Exercise inputs —

· · · · ·

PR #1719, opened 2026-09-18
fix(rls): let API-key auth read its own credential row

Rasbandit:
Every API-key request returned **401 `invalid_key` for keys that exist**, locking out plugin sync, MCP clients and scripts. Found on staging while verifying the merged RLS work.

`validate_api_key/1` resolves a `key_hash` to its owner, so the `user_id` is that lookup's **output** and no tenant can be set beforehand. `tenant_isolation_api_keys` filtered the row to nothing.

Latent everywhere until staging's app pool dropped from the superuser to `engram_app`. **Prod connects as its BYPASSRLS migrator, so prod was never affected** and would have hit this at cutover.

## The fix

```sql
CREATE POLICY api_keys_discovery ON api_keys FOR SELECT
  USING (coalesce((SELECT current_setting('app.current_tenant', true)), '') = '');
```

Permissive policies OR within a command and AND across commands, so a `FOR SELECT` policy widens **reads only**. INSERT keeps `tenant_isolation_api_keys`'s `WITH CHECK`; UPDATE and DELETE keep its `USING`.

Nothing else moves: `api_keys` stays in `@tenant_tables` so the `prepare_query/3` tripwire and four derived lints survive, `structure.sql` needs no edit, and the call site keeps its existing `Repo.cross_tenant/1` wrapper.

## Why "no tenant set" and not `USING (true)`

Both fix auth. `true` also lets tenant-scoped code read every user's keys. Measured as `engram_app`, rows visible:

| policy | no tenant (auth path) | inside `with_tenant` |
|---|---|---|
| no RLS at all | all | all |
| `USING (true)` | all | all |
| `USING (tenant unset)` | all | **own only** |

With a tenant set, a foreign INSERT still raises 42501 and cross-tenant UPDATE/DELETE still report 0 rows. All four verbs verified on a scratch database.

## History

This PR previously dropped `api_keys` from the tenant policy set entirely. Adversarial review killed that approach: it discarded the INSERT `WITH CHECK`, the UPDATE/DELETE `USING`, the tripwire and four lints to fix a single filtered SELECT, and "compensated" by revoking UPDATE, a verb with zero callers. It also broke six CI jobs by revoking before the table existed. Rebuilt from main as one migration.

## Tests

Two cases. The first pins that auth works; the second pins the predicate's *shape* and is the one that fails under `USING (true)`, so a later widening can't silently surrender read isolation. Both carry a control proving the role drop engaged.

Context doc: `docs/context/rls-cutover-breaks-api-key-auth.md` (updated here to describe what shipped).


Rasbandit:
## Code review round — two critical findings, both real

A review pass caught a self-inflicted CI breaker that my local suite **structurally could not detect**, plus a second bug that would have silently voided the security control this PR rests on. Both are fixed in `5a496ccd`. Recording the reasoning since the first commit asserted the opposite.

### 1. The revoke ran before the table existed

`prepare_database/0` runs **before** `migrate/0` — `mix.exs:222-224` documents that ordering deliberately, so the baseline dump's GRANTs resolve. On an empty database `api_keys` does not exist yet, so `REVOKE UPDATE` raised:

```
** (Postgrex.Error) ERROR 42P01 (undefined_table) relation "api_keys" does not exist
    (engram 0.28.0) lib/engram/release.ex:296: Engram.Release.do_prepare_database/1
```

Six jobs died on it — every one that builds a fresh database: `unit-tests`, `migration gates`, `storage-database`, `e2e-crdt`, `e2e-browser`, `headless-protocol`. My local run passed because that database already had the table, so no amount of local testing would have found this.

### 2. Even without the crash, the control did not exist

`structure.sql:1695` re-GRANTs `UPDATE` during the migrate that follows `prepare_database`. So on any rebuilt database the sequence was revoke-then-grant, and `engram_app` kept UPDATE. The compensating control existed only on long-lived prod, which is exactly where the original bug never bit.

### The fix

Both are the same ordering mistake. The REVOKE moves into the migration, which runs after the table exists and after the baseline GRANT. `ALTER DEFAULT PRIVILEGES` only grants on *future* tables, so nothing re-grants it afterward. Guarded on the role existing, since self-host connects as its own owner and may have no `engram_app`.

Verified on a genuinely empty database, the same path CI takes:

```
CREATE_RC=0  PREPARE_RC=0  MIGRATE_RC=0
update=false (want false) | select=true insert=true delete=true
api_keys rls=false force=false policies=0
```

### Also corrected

· · · · ·

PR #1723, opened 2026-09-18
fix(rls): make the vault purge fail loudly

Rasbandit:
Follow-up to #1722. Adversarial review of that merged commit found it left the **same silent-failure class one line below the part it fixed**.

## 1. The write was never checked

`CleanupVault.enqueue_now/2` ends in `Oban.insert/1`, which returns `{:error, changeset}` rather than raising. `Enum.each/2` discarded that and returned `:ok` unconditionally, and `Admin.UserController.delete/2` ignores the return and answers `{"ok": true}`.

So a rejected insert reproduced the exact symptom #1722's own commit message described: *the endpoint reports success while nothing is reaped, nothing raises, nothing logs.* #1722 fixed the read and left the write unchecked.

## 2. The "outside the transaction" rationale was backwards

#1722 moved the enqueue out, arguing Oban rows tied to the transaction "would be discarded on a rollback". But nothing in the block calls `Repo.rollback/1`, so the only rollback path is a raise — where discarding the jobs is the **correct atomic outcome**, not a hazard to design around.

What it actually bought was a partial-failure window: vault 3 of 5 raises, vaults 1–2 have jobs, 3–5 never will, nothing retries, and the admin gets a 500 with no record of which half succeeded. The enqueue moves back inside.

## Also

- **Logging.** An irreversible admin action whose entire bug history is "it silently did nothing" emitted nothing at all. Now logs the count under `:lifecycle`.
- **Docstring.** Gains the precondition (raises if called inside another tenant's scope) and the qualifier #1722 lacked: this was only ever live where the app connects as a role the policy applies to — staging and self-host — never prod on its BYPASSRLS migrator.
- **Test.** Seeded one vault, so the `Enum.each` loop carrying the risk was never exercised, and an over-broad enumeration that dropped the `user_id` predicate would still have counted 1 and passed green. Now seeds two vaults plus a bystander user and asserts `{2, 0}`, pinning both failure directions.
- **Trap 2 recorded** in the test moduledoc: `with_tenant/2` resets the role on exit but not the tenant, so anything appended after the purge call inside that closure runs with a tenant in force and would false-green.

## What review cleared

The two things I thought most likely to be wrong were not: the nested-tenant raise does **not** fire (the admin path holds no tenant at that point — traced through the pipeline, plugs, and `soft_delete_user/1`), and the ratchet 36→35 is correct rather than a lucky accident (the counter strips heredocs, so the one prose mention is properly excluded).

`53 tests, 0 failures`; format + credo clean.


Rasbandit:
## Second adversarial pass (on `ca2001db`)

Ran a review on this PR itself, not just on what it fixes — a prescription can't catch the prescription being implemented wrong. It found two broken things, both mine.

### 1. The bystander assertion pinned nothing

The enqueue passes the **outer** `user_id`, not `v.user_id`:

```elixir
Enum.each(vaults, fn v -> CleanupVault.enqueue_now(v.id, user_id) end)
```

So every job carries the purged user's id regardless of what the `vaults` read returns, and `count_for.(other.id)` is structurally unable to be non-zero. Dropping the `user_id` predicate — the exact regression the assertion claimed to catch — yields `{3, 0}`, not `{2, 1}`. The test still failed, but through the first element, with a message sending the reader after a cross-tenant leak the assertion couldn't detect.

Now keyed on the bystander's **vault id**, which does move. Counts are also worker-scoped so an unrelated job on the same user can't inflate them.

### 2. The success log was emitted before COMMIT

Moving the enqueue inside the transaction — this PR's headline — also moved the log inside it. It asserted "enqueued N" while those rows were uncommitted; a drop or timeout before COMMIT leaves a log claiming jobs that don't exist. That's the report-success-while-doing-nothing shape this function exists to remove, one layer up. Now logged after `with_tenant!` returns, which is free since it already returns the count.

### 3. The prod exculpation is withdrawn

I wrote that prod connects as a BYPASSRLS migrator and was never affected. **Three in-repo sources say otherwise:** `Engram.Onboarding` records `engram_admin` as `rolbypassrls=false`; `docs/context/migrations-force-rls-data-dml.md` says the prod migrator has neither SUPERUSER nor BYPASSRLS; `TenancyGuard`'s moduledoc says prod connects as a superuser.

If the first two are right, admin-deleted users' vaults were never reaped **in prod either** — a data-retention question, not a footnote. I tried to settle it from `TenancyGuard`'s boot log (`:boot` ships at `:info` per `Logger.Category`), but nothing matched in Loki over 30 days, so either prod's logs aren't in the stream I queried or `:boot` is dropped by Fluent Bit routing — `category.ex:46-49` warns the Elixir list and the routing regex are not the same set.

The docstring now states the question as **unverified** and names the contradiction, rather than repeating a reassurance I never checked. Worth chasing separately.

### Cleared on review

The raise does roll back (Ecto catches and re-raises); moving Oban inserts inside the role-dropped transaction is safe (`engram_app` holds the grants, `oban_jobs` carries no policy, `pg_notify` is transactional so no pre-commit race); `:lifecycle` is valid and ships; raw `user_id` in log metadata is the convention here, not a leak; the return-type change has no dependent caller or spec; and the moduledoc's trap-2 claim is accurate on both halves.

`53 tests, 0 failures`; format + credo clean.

· · · · ·

Your task — Find the word "message" in the records and pull out each line that has it.

Solved problem —
So a rejected insert reproduced the exact symptom #1722's own commit message described: *the endpoint reports success while nothing is reaped, nothing raises, nothing logs.* #1722 fixed the read and left the write unchecked.
So every job carries the purged user's id regardless of what the `vaults` read returns, and `count_for.(other.id)` is structurally unable to be non-zero. Dropping the `user_id` predicate — the exact regression the assertion claimed to catch — yields `{3, 0}`, not `{2, 1}`. The test still failed, but through the first element, with a message sending the reader after a cross-tenant leak the assertion couldn't detect.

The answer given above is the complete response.